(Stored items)
[Start of section]

PR #2261, opened 2019-06-04
Fixed formatting error on line 4–11

damenleeturks:
No need to have both `<br/>` and actual hard returns on something that should've been all on one line.


RichardWallis:
@damenleeturks unfortunately files such as ```all-layers-properties.csv``` are programmatically produced at release time for a new version.  So your update if merged would be overwritten.

That is not to say that there is not an issue, it however is either with the source data for [accelerationTime](https://schema.org/accelerationTime) or potentially the process that produces the csv files.  

I will close this pull request, but raise an issue to look into it.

[End of section]

Copy out all of the records verbatim.

PR #2261, opened 2019-06-04
Fixed formatting error on line 4–11

damenleeturks:
No need to have both `<br/>` and actual hard returns on something that should've been all on one line.


RichardWallis:
@damenleeturks unfortunately files such as ```all-layers-properties.csv``` are programmatically produced at release time for a new version.  So your update if merged would be overwritten.

That is not to say that there is not an issue, it however is either with the source data for [accelerationTime](https://schema.org/accelerationTime) or potentially the process that produces the csv files.  

I will close this pull request, but raise an issue to look into it.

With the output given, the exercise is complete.